_YOUR ASSIGNMENT_
Count up the lines below that hold "stdout", then give that count by itself.

── MATERIAL FOR THIS EXERCISE ──

PR #451, opened 2022-02-25
Issue #443: git-machete should NOT always interactively ask about sliding out non-existent branches

### LINKED ISSUE #443: In certain contexts, git-machete should NOT interactively ask about sliding out non-existent branches
For example, `git machete list managed` does ask about sliding out non-existent branch (as does probably **each** command that parses .git/machete under the hood)... but the effect is that Bash completion (try: `git machete add -o <TAB>) doesn't work as expected if there is a non-existent branch in .git/machete (seem to hang) :/

amalota:
closes #443 

### Commands that read definition file:
- add
- advance
- anno
- delete-unmanaged
- diff
- fork-point
- go
- github
- is-managed
- list
- log
- reaply
- show
- slide-out
- squash
- status (high-lvl?)
- traverse (high-lvl?)
- update

### DIFF
--- a/git_machete/cli.py
+++ b/git_machete/cli.py
@@ -531,8 +531,9 @@ def launch(orig_args: List[str]) -> None:
                     f"{machete_client.definition_file_path} is a directory "
                     "rather than a regular file, aborting")
 
+        perform_interactive_slide_out_flag = perform_interactive_slide_out(cmd)
         if cmd == "add":
-            machete_client.read_definition_file(perform_interactive_slide_out=perform_interactive_slide_out(cmd))
+            machete_client.read_definition_file(perform_interactive_slide_out=perform_interactive_slide_out_flag)
             branch = get_branch_arg_or_current_branch(cli_opts, git)
             machete_client.add(
                 branch=branch,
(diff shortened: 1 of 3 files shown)


git_machete/client.py
```diff
@@ -82,13 +82,13 @@ def __raise_no_branches_error(self) -> None:
...
 
-    def read_definition_file(self, verify_branches: bool = True) -> None:
+    def read_definition_file(self, verify_branches: bool = True, cmd: str = None) -> None:
         with open(self._definition_file_path) as file:
             lines: List[str] = [line.rstrip() for line in file.readlines()]
 
         at_depth = {}
         last_depth = -1
-
+        high_lvl_cmds = {'traverse', 'status', 'discover'}
```
PawelLipski: Hmmm I'd rather NOT pollute `read_definition_file` with the logic to **decide** on whether to slide-out the invalid branches... I'd put this logic in cli.py instead

amalota: @PawelLipski What should happen when we don't perform interactive slide-out, should we save the definition file or not?

amalota: Personally, i would save the definition file, i see no reason to keep invalid branches.

PawelLipski: Sh*t, I didn't think of that... yeah, probably removing the invalid branch + printing a warning to **stderr** (not to pollute stdout) would be best

git_machete/utils.py
```diff
@@ -257,3 +257,8 @@ def slurp_file_or_empty(path: str) -> str:
             return file.read()
     except IOError:
         return ''
+
+
+def perform_interactive_slide_out(cmd: str) -> bool:
+    high_level_commands = {'traverse', 'status'}
```
PawelLipski: Yeah, let's stick to these two for now for simplicity... time will tell if any changes need to be done here

git_machete/utils.py
```diff
@@ -257,3 +257,8 @@ def slurp_file_or_empty(path: str) -> str:
...
+    return sys.stdout.isatty() and cmd in high_level_commands
```
PawelLipski: In fact, this TTYness check is even more important

git_machete/utils.py
PawelLipski: Maybe actually I'd call the var `interactive_slide_out_safe_commands`, coz there are other commands that can be considered _high-level_

git_machete/cli.py
```diff
@@ -532,21 +532,22 @@ def launch(orig_args: List[str]) -> None:
                     "rather than a regular file, aborting")
 
         if cmd == "add":
-            machete_client.read_definition_file()
+            machete_client.read_definition_file(perform_interactive_slide_out=perform_interactive_slide_out(cmd))
```
PawelLipski: Maybe extract this var to before the `if`, and just pass it everywhere like:
```suggestion
            machete_client.read_definition_file(perform_interactive_slide_out)
```

PawelLipski (approved):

───

_EXERCISE RESPONSE_
2